- What you are asked to do -
Go through the material below and copy all lines with "deployments".

- Recorded information -
★ ★ ★ ★ ★

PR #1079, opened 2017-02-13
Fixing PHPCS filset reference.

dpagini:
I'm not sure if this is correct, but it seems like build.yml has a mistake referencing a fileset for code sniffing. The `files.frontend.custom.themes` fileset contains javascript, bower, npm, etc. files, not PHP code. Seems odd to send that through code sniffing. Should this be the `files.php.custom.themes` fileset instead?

★ ★ ★ ★ ★

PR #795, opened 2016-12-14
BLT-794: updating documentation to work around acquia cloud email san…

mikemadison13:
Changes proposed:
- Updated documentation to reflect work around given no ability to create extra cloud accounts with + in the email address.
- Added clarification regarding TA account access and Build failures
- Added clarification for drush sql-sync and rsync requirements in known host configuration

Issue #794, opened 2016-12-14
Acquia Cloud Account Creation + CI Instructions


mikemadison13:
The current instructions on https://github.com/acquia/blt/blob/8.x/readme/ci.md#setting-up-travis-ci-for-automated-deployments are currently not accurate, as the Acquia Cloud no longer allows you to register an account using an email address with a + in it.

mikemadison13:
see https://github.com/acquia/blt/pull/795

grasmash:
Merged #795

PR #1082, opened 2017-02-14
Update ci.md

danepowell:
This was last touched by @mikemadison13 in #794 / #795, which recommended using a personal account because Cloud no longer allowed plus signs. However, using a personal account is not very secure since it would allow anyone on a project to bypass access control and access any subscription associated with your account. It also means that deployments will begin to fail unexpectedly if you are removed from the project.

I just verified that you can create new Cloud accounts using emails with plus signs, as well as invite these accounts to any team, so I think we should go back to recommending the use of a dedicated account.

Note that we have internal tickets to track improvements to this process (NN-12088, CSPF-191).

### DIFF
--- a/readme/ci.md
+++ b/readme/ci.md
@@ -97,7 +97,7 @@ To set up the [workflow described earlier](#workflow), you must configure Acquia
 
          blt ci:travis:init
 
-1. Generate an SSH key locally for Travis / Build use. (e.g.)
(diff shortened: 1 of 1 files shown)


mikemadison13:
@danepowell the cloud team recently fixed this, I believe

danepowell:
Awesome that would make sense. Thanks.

★ ★ ★ ★ ★

- Your response -
The current instructions on https://github.com/acquia/blt/blob/8.x/readme/ci.md#setting-up-travis-ci-for-automated-deployments are currently not accurate, as the Acquia Cloud no longer allows you to register an account using an email address with a + in it.
This was last touched by @mikemadison13 in #794 / #795, which recommended using a personal account because Cloud no longer allowed plus signs. However, using a personal account is not very secure since it would allow anyone on a project to bypass access control and access any subscription associated with your account. It also means that deployments will begin to fail unexpectedly if you are removed from the project.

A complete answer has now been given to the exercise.